I am using a sklearn pipeline for a classification task as below:
from sklearn.datasets import fetch_openml
from sklearn.model_selection import train_test_split
from sklearn.ensemble import RandomForestClassifier
from sklearn.impute import SimpleImputer
from sklearn.compose import ColumnTransformer
from sklearn.pipeline import Pipeline
from sklearn.preprocessing import OrdinalEncoder
import shap
# -----------------------------------------------------------------------------
# Data
# -----------------------------------------------------------------------------
X, y = fetch_openml("titanic", version=1, as_frame=True, return_X_y=True)
categorical_columns = ["pclass", "sex", "embarked"]
numerical_columns = ["age", "sibsp", "parch", "fare"]
X = X[categorical_columns + numerical_columns] # [1309, 7] , there is Nan values.
X_train, X_test, y_train, y_test = train_test_split(X, y, stratify=y, random_state=42)
# -----------------------------------------------------------------------------
# Data preprocessing
# -----------------------------------------------------------------------------
categorical_encoder = OrdinalEncoder(
handle_unknown="use_encoded_value", unknown_value=-1, encoded_missing_value=-1
)
numerical_imputer = SimpleImputer(strategy="mean")
preprocessing = ColumnTransformer(
[
("cat", categorical_encoder, categorical_columns),
("num", numerical_imputer, numerical_columns),
],
verbose_feature_names_out=False,
)
# -----------------------------------------------------------------------------
# Pipeline
# -----------------------------------------------------------------------------
rf = Pipeline(
[
("preprocess", preprocessing),
("classifier", RandomForestClassifier(random_state=42)),
]
)
rf.fit(X_train, y_train)
print(f"RF train accuracy: {rf.score(X_train, y_train):.3f}")

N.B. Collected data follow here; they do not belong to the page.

Issue #342, opened 2019-03-21
Guide for Fathom


ebroda:
https://usefathom.com/ provides real-simple, privacy centered tracking of your website usage. "Fathom Analytics provides simple, useful websites stats without tracking or storing personal data of your users."

I'd just deployed it to an Uberspace and going to write a guide for the Uberlab.

sdoering:
Locking forward to this. I would love to try out fathom - did you (@ebroda) stumble upon bigger roadblocks? Or was it more or less straightforward? 

Thanks in advance.

youngpilot:
I can't get fathom to run on my uberspace. Fathom states ERROR: File not executable. 
Can somebody help?

PR #606, opened 2020-04-03
Add guide for Fathom Lite 

ebroda:
Finally, after over a year, add the proposed guide for Fathom Lite (previously named Fathom).
closes Uberspace/lab#342


luto:
Thanks for your guide :)

tobimori:
Worked flawlessy, thanks for the guide!

nichtmax:
Thank you! Works like a charm.

PR #607, opened 2020-04-03
Fix some more typos

ebroda:
After improving the dict for lab-specific words, these issues remained. With the better dict no only 10 spelling errors (German words in a tutorial, false negative) remain.
PR for spellchecking follows.


luto:
Thank youu! :tada:

PR #756, opened 2020-09-15
add starship guide

michi-zuri:
my first contribution, please let me know if there are style issues etc.


Hafpaf:
Great work, Starship seems like a pretty cool shell. I can see a few minor things.

1. To make your author link work, it can be fixed with something like this:
```rst
`Python 
<http://www.python.org/>`_
```

2. Should there perhaps be installation instructions for Nerdfonts, or is this outside the scope of the guide?
If not, its totally fine for it to appear in _Prerequisites_.

4. In end of the guide, just before `.. author_list::`, add which version of Starship and Uberspace version it was tested with. It could be like this
```rst
Tested with Starship v0.44.0 and Uberspace version 7.7.7.0
```
  Your Uberspace version can be found in the welcome message connecting to the server using SSH.

michi-zuri:
Thanks for the review. 
Re point 1: I couldn't figure out how to make the author link work and kept the same style as all other guides in the uberlab.

luto:
Thank you!

PR #757, opened 2020-09-19
Update guide_bitwarden.rst

cblte:
corrected some typos and updated the versions of the web-vault as well rewrote the update section a little bit to make it less error prone.


luto:
Thanks! :tada:

PR #761, opened 2020-09-21
[nextcloud] Add reference to Nextcloud release feed on Github

dejIO:
While there is an official RSS feed, it's very noisy and doesn't only contain information about new releases. The Github releases feed serves this purposes (but it is very bare and also includes unstable releases). A more advanced solution might use the output of "occ update:check" to send an email to the user whenever there is a new release.


luto:
Thank you :)

PR #762, opened 2020-09-22
Add note for additional document root

duese:


source/guide_framadate.rst
```diff
@@ -150,6 +150,10 @@ To enable URL rewriting, to have links in the form ``https://isabell.uber.space/
 
   If you choose not to do this, set ``const URL_PROPRE = false;`` in ``~/html/app/inc/config.php`` or you won't be able to access your polls.
 
+.. note::
+
+  If you're using a subdomain, you need to add ``RewriteBase /`` to the ``.htaccess`` file as described `in the section for additional DocumentRoots <https://manual.uberspace.de/web-documentroot.html#additional-documentroots>`_.
```
luto, line 155: Please us a tag like this
```rst
:manual_anchor:`npm <lang-nodejs.html#npm>`
```
Thanks! :)

luto (changes requested):

source/guide_framadate.rst
EV21: I think _subdomain_ is the wrong word in this context or I don't understand.
```suggestion
  If you're using an :manual_anchor:`additional DocumentRoot <web-documentroot.html#additional-documentroots>` , you need to modify the ``.htaccess`` file within the DocumentRoot by adding ``RewriteBase /`` to it.
```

print(f"RF test accuracy: {rf.score(X_test, y_test):.3f}")
# -----------------------------------------------------------------------------
# Shap
# -----------------------------------------------------------------------------
explainer = shap.Explainer(rf["classifier"], feature_names=rf["preprocess"].get_feature_names_out())
X_test_processed = rf['preprocess'].transform(X_test)
shap_values = explainer(X_test_processed)
However when I try to get Shap plots, I get the following errors:
shap.summary_plot(shap_values, X_test_processed)
- Error: TypeError: only integer scalar arrays can be converted to a scalar index
shap.summary_plot(shap_values, X_test_processed, plot_type="bar")
- Error : TypeError: only integer scalar arrays can be converted to a scalar index
shap.plots.beeswarm(shap_values)
- Error : ValueError: The beeswarm plot does not support plotting explanations with instances that have more than one dimension!
shap.plots.bar(shap_values)
- Error : IndexError: list index out of range
What am I doing wrong? Please let me know any idea to solve this issue.